## [Assignment]
Write out every entry below word for word, leaving nothing out.

***** Source records

PR #1368, opened 2024-04-04
Fix: watch local modules other bundles, 5.x.x

PixnBits:
## Description

During development use filesystem polling to detect modules being built and then reload them in the running server. This increases the filesystem and CPU usage, but is much more reliable.

This also adds some log entries for the user to know when a module was reloaded, removing guesswork.

Some unnecessary disk reads (module map) were removed.

## Motivation and Context

Users are hitting development scenarios where new builds of modules are not detected and then not reloaded in the running server. The [limitations of the Node.js built-in API](https://nodejs.org/docs/latest-v18.x/api/fs.html#fswatchfilename-options-listener) are important, but are smoothed over by [chokidar](https://www.npmjs.com/package/chokidar). However, even chokidar is not accurately emiting events, sometimes due to superseding situations like the modules being docker volume mounts, e.g. https://forums.docker.com/t/file-system-watch-does-not-work-with-mounted-volumes/12038.

## How Has This Been Tested?

I've both 
* `$ npm serve-module some-module` and run the server
* built the image and provided the digest to [@americanexpress/one-app-runner](https://github.com/americanexpress/one-app-cli/tree/main/packages/one-app-runner) in a module 

Before these changes running on metal would occasionally miss the file writing finishing and not reload, and running in a docker container every change after the first build would be missed. After the changes in this PR I saw every write finish detected.

## Types of Changes

- [ ] Dependency update
- [ ] Security update

## Checklist:

- [x] These changes should be applied to a maintenance branch. (This is that PR, see #1370)

Increased confidence when changes are loaded, and end (or at the very least, greatly decrease) the users having to restart the one-app server to see server bundle changes loaded.

### DIFF
--- a/__tests__/server/utils/watchLocalModules.spec.js
+++ b/__tests__/server/utils/watchLocalModules.spec.js
@@ -26,7 +26,7 @@ import { getModules, resetModuleRegistry } from 'holocron/moduleRegistry';
 import watchLocalModules from '../../../src/server/utils/watchLocalModules';
 
 jest.mock('fs', () => {
-  const fs = jest.requireActual('fs');
+  const fsActual = jest.requireActual('fs');
   const setImmediateNative = global.setImmediate;
 
   let mockedFilesystem;
@@ -54,18 +54,19 @@ jest.mock('fs', () => {
   } */
 
   function getEntry(parts) {
-    let current = mockedFilesystem;
-    for (const entryName of parts) {
-      if (!current || !current.has('entries')) {
+    return parts.reduce((parentEntry, entryName) => {
+      if (!parentEntry || !parentEntry.has('entries')) {
         return null;
       }
-      current = current.get('entries').get(entryName);
-    }
-
-    return current;
+      return parentEntry.get('entries').get(entryName);
+    }, mockedFilesystem);
   }
 
   let inodeCount = 0;
+  function getNewInode() {
+    inodeCount += 1;
+    return inodeCount;
+  }
   const mock = {
     clear() {
       const createdMillis = Date.now() + Math.floor(Math.random() * 1e4) / 1e4;
@@ -81,7 +82,7 @@ jest.mock('fs', () => {
             gid: 512,
             rdev: 0,
             blksize: 4096,
-            ino: ++inodeCount,
+            ino: getNewInode(),
             size: 128,
             blocks: 0,
             atimeMs: Date.now() + Math.floor(Math.random() * 1e4) / 1e4,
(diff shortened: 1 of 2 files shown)


src/server/utils/watchLocalModules.js
```diff
@@ -17,54 +17,165 @@
 // This file is only used in development so importing devDeps is not an issue
 /* eslint "import/no-extraneous-dependencies": ["error", {"devDependencies": true}] */
 
-import fs from 'fs';
-import path from 'path';
-import chokidar from 'chokidar';
```
PixnBits, line 22: if this is the only place chokidar is used (directly), can we remove it from package.json?

__tests__/server/utils/watchLocalModules.spec.js
```diff
@@ -59,190 +307,1028 @@ jest.mock('holocron/moduleRegistry', () => {
...
+    expect(setImmediate).toHaveBeenCalledTimes(3);
+    expect(setTimeout).toHaveBeenCalledTimes(6);
+
+    expect(loadModule).toHaveBeenCalled();
   });
 
-  it('should ignore changes to all files but the server bundle', async () => {
+  // instance when the CHANGE_WATCHER_INTERVAL and WRITING_FINISH_WATCHER_TIMEOUT lined up
+  // we need to avoid scheduling the write watcher like a tree (many branches, eventually eating all CPU and memory)
+  it.todo('should schedule watching for writes only once when both watchers have run');
```
PixnBits, line 1036: TODO (hence the draft PR)

src/server/utils/watchLocalModules.js
```diff
@@ -17,54 +17,165 @@
...
+            return fileStat;
+          })
+      );
+    }
 
-  watcher.on('change', async (changedPath) => {
-    try {
-      if (!changedPath.endsWith('.node.js')) return;
+    return stating.get(filePath);
+  }
```
PixnBits, line 105: too much? (remove?)

PixnBits: removed in [7398793](https://github.com/americanexpress/one-app/pull/1368/commits/73987933a31da700d91eb06fef6a359b35da3220)

__tests__/server/utils/watchLocalModules.spec.js
PixnBits: did/done

PixnBits:
```
> commitlint --to HEAD --from origin/5.x.x

⧗   input: test(server): use node test environment, timers not working\ninconsistentcies in the event loop evaluation, so switched to manual timer mocks
✖   header must not be longer than 100 characters, current length is 141 [header-max-length]

✖   found 1 problems, 0 warnings
ⓘ   Get help: https://github.com/conventional-changelog/commitlint/#what-is-commitlint

⧗   input: fix(server): more reliable module bundle update watching
⚠   body must have leading blank line [body-leading-blank]
⚠   body's lines must not be longer than [10](https://github.com/americanexpress/one-app/actions/runs/8559772898/job/23457261069?pr=1368#step:9:11)0 characters [body-max-line-length]
```
https://github.com/americanexpress/one-app/actions/runs/8559772898/job/23457261069?pr=1368

editing via rebase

**********

## [Output of the task]
PR #1368, opened 2024-04-04
Fix: watch local modules other bundles, 5.x.x

PixnBits:
## Description

During development use filesystem polling to detect modules being built and then reload them in the running server. This increases the filesystem and CPU usage, but is much more reliable.

This also adds some log entries for the user to know when a module was reloaded, removing guesswork.

Some unnecessary disk reads (module map) were removed.

## Motivation and Context

Users are hitting development scenarios where new builds of modules are not detected and then not reloaded in the running server. The [limitations of the Node.js built-in API](https://nodejs.org/docs/latest-v18.x/api/fs.html#fswatchfilename-options-listener) are important, but are smoothed over by [chokidar](https://www.npmjs.com/package/chokidar). However, even chokidar is not accurately emiting events, sometimes due to superseding situations like the modules being docker volume mounts, e.g. https://forums.docker.com/t/file-system-watch-does-not-work-with-mounted-volumes/12038.

## How Has This Been Tested?

I've both 
* `$ npm serve-module some-module` and run the server
* built the image and provided the digest to [@americanexpress/one-app-runner](https://github.com/americanexpress/one-app-cli/tree/main/packages/one-app-runner) in a module 

Before these changes running on metal would occasionally miss the file writing finishing and not reload, and running in a docker container every change after the first build would be missed. After the changes in this PR I saw every write finish detected.

## Types of Changes

- [ ] Dependency update
- [ ] Security update

## Checklist:

- [x] These changes should be applied to a maintenance branch. (This is that PR, see #1370)

Increased confidence when changes are loaded, and end (or at the very least, greatly decrease) the users having to restart the one-app server to see server bundle changes loaded.

### DIFF
--- a/__tests__/server/utils/watchLocalModules.spec.js
+++ b/__tests__/server/utils/watchLocalModules.spec.js
@@ -26,7 +26,7 @@ import { getModules, resetModuleRegistry } from 'holocron/moduleRegistry';
 import watchLocalModules from '../../../src/server/utils/watchLocalModules';
 
 jest.mock('fs', () => {
-  const fs = jest.requireActual('fs');
+  const fsActual = jest.requireActual('fs');
   const setImmediateNative = global.setImmediate;
 
   let mockedFilesystem;
@@ -54,18 +54,19 @@ jest.mock('fs', () => {
   } */
 
   function getEntry(parts) {
-    let current = mockedFilesystem;
-    for (const entryName of parts) {
-      if (!current || !current.has('entries')) {
+    return parts.reduce((parentEntry, entryName) => {
+      if (!parentEntry || !parentEntry.has('entries')) {
         return null;
       }
-      current = current.get('entries').get(entryName);
-    }
-
-    return current;
+      return parentEntry.get('entries').get(entryName);
+    }, mockedFilesystem);
   }
 
   let inodeCount = 0;
+  function getNewInode() {
+    inodeCount += 1;
+    return inodeCount;
+  }
   const mock = {
     clear() {
       const createdMillis = Date.now() + Math.floor(Math.random() * 1e4) / 1e4;
@@ -81,7 +82,7 @@ jest.mock('fs', () => {
             gid: 512,
             rdev: 0,
             blksize: 4096,
-            ino: ++inodeCount,
+            ino: getNewInode(),
             size: 128,
             blocks: 0,
             atimeMs: Date.now() + Math.floor(Math.random() * 1e4) / 1e4,
(diff shortened: 1 of 2 files shown)


src/server/utils/watchLocalModules.js
```diff
@@ -17,54 +17,165 @@
 // This file is only used in development so importing devDeps is not an issue
 /* eslint "import/no-extraneous-dependencies": ["error", {"devDependencies": true}] */
 
-import fs from 'fs';
-import path from 'path';
-import chokidar from 'chokidar';
```
PixnBits, line 22: if this is the only place chokidar is used (directly), can we remove it from package.json?

__tests__/server/utils/watchLocalModules.spec.js
```diff
@@ -59,190 +307,1028 @@ jest.mock('holocron/moduleRegistry', () => {
...
+    expect(setImmediate).toHaveBeenCalledTimes(3);
+    expect(setTimeout).toHaveBeenCalledTimes(6);
+
+    expect(loadModule).toHaveBeenCalled();
   });
 
-  it('should ignore changes to all files but the server bundle', async () => {
+  // instance when the CHANGE_WATCHER_INTERVAL and WRITING_FINISH_WATCHER_TIMEOUT lined up
+  // we need to avoid scheduling the write watcher like a tree (many branches, eventually eating all CPU and memory)
+  it.todo('should schedule watching for writes only once when both watchers have run');
```
PixnBits, line 1036: TODO (hence the draft PR)

src/server/utils/watchLocalModules.js
```diff
@@ -17,54 +17,165 @@
...
+            return fileStat;
+          })
+      );
+    }
 
-  watcher.on('change', async (changedPath) => {
-    try {
-      if (!changedPath.endsWith('.node.js')) return;
+    return stating.get(filePath);
+  }
```
PixnBits, line 105: too much? (remove?)

PixnBits: removed in [7398793](https://github.com/americanexpress/one-app/pull/1368/commits/73987933a31da700d91eb06fef6a359b35da3220)

__tests__/server/utils/watchLocalModules.spec.js
PixnBits: did/done

PixnBits:
```
> commitlint --to HEAD --from origin/5.x.x

⧗   input: test(server): use node test environment, timers not working\ninconsistentcies in the event loop evaluation, so switched to manual timer mocks
✖   header must not be longer than 100 characters, current length is 141 [header-max-length]

✖   found 1 problems, 0 warnings
ⓘ   Get help: https://github.com/conventional-changelog/commitlint/#what-is-commitlint

⧗   input: fix(server): more reliable module bundle update watching
⚠   body must have leading blank line [body-leading-blank]
⚠   body's lines must not be longer than [10](https://github.com/americanexpress/one-app/actions/runs/8559772898/job/23457261069?pr=1368#step:9:11)0 characters [body-max-line-length]
```
https://github.com/americanexpress/one-app/actions/runs/8559772898/job/23457261069?pr=1368

editing via rebase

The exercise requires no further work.